> _Exercise_:
Copy out the entries exactly. Print them in full.

> _Exercise inputs_:

PR #127, opened 2023-11-07
Add ZIO streaming support for chat completions

DybekK:
This PR adds streaming support for [Create chat completion](https://platform.openai.com/docs/api-reference/chat/create) endpoint using ZIO as a streams implementation.

Here are the main changes made in this PR:

- **out-of-the-box** streaming support has been added using the ZIO library by extending current OpenAI class using implicit class:
```scala
package sttp.openai.streaming

package object zio {
  implicit class extension(val client: OpenAI) {
    def createStreamedChatCompletion(chatBody: ChatBody): StreamRequest[Either[OpenAIException, Stream[Throwable, ChatChunkResponse]], ZioStreams]
  }
}
```
- integration tests have been added using HttpClientZioBackend.stub

### DIFF
--- a/README.md
+++ b/README.md
@@ -148,7 +148,7 @@ To use `Fs2` add the following import:
 import sttp.openai.streaming.fs2._
 ```
 
-To use `Zio` add the following import:
+To use `ZIO` add the following import:
 
 ```scala
 import sttp.openai.streaming.zio._
--- a/README.md
+++ b/README.md
@@ -74,7 +74,7 @@ object Main extends App {
   */
 }
 ```
-#### Currently only two backend implementations are available:
+#### Available backend implementations:
 * `OpenAISyncBackend` which uses identity monad `Id[A]` as an effect `F[A]` and throws `OpenAIException`
 * `OpenAI` which provides raw sttp `Request`s and wraps `Response`s into `Either[OpenAIException, A]`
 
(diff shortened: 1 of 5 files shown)


README.md
```diff
@@ -140,14 +140,20 @@ object Main extends IOApp {
 ```
 
 #### Create completion with streaming:
-The Chat Completion API features streaming support via server-sent events. Currently, we only support streaming using `Fs2`. 
+The Chat Completion API features streaming support via server-sent events. Currently, we only support streaming using `Fs2` and `Zio`
```
kciesielski, line 143: ** nitpick ** `Zio` -> `ZIO`

build.sbt
```diff
@@ -40,6 +41,16 @@ lazy val fs2 = (projectMatrix in file("streaming/fs2"))
...
 
+lazy val zio = (projectMatrix in file("streaming/zio"))
+  .jvmPlatform(
+    scalaVersions = scala2 ++ scala3
+  )
+  .settings(commonSettings)
+  .settings(
+    libraryDependencies += Libraries.sttpClientZio
+  )
+  .dependsOn(core % "compile->compile;test->test")
```
kciesielski, line 52: ** question ** What do we need `test->test` for? I suppose it's needed for
```scala
import sttp.client4.testing.RawStream
```
?

DybekK: It allows you to depend on test dependencies from core module. In our case we use this to access ScalaTest library.

kciesielski: `test->test` also means that `src/test` stuff from `core` can be used in `tests` of this module. In this case I checked and it's indeed needed for common test stuff like `sttp.openai.fixtures.*`

kciesielski (approved):

build.sbt
DybekK: Right, I forgot to mention it 😅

> _Answer box_:
PR #127, opened 2023-11-07
Add ZIO streaming support for chat completions

DybekK:
This PR adds streaming support for [Create chat completion](https://platform.openai.com/docs/api-reference/chat/create) endpoint using ZIO as a streams implementation.

Here are the main changes made in this PR:

- **out-of-the-box** streaming support has been added using the ZIO library by extending current OpenAI class using implicit class:
```scala
package sttp.openai.streaming

package object zio {
  implicit class extension(val client: OpenAI) {
    def createStreamedChatCompletion(chatBody: ChatBody): StreamRequest[Either[OpenAIException, Stream[Throwable, ChatChunkResponse]], ZioStreams]
  }
}
```
- integration tests have been added using HttpClientZioBackend.stub

### DIFF
--- a/README.md
+++ b/README.md
@@ -148,7 +148,7 @@ To use `Fs2` add the following import:
 import sttp.openai.streaming.fs2._
 ```
 
-To use `Zio` add the following import:
+To use `ZIO` add the following import:
 
 ```scala
 import sttp.openai.streaming.zio._
--- a/README.md
+++ b/README.md
@@ -74,7 +74,7 @@ object Main extends App {
   */
 }
 ```
-#### Currently only two backend implementations are available:
+#### Available backend implementations:
 * `OpenAISyncBackend` which uses identity monad `Id[A]` as an effect `F[A]` and throws `OpenAIException`
 * `OpenAI` which provides raw sttp `Request`s and wraps `Response`s into `Either[OpenAIException, A]`
 
(diff shortened: 1 of 5 files shown)


README.md
```diff
@@ -140,14 +140,20 @@ object Main extends IOApp {
 ```
 
 #### Create completion with streaming:
-The Chat Completion API features streaming support via server-sent events. Currently, we only support streaming using `Fs2`. 
+The Chat Completion API features streaming support via server-sent events. Currently, we only support streaming using `Fs2` and `Zio`
```
kciesielski, line 143: ** nitpick ** `Zio` -> `ZIO`

build.sbt
```diff
@@ -40,6 +41,16 @@ lazy val fs2 = (projectMatrix in file("streaming/fs2"))
...
 
+lazy val zio = (projectMatrix in file("streaming/zio"))
+  .jvmPlatform(
+    scalaVersions = scala2 ++ scala3
+  )
+  .settings(commonSettings)
+  .settings(
+    libraryDependencies += Libraries.sttpClientZio
+  )
+  .dependsOn(core % "compile->compile;test->test")
```
kciesielski, line 52: ** question ** What do we need `test->test` for? I suppose it's needed for
```scala
import sttp.client4.testing.RawStream
```
?

DybekK: It allows you to depend on test dependencies from core module. In our case we use this to access ScalaTest library.

kciesielski: `test->test` also means that `src/test` stuff from `core` can be used in `tests` of this module. In this case I checked and it's indeed needed for common test stuff like `sttp.openai.fixtures.*`

kciesielski (approved):

build.sbt
DybekK: Right, I forgot to mention it 😅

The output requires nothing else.